* _Problem_: Only the lines below from the one containing "--- a/pages/Mining.qml" to the one containing "-575,18 +575,10 @@" should be repeated, both included and unchanged.

* _Records for this exercise_:
● ● ● ● ●
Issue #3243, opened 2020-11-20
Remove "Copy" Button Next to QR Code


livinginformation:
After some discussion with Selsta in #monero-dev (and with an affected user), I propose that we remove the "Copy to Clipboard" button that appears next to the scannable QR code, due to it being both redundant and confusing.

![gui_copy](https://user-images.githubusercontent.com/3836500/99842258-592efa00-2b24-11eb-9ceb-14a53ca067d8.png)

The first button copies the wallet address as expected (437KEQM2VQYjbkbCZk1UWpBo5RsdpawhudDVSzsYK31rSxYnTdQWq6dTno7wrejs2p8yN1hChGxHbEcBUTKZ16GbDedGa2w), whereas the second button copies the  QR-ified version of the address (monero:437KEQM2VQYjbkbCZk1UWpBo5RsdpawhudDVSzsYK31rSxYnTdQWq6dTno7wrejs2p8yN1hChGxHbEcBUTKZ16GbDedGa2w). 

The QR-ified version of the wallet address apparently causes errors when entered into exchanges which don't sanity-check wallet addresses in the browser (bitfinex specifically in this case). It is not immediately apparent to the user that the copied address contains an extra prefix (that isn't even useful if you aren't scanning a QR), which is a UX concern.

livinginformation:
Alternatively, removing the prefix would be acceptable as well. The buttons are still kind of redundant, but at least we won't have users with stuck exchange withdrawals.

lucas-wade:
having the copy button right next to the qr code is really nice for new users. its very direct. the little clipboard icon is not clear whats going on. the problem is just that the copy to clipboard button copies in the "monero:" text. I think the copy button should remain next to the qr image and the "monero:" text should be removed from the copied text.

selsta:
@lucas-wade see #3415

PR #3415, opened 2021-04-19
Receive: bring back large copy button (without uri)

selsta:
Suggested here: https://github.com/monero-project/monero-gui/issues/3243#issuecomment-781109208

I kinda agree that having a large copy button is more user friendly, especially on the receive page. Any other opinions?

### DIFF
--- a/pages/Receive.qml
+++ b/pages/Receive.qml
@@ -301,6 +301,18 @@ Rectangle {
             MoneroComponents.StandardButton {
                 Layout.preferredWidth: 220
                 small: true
● ● ● ● ●
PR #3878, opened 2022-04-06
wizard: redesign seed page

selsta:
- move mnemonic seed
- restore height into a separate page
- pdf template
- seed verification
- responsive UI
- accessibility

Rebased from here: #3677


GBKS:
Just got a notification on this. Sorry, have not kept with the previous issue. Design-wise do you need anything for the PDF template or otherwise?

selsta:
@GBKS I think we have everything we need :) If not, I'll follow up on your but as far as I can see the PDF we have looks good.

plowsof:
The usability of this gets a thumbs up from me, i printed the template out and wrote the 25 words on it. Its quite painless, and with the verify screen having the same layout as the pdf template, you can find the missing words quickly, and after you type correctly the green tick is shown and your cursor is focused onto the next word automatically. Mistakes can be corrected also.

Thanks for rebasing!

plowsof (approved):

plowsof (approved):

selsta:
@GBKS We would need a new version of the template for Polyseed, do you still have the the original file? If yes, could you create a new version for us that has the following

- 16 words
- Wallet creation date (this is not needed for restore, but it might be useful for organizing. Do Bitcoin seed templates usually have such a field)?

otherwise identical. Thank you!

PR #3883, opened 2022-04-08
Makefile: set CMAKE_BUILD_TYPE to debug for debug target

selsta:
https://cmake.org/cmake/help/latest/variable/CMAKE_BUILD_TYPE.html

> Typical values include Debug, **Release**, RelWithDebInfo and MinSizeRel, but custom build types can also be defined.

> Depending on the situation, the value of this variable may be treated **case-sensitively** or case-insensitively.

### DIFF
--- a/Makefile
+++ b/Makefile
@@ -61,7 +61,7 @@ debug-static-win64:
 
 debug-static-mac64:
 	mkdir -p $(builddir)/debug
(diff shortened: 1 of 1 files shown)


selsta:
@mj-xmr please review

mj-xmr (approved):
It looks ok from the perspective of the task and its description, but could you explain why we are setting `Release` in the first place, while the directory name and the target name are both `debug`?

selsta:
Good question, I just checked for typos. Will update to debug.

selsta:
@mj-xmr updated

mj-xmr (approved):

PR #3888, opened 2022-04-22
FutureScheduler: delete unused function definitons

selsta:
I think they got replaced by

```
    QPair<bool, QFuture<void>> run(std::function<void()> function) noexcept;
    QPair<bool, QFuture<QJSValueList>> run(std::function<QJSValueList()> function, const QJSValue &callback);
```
● ● ● ● ●
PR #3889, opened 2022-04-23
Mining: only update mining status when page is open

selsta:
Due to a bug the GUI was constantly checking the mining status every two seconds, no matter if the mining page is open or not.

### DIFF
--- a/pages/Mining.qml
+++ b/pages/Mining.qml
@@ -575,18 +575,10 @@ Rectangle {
● ● ● ● ●
* _Answer to this problem_:
--- a/pages/Mining.qml
+++ b/pages/Mining.qml
@@ -575,18 +575,10 @@ Rectangle {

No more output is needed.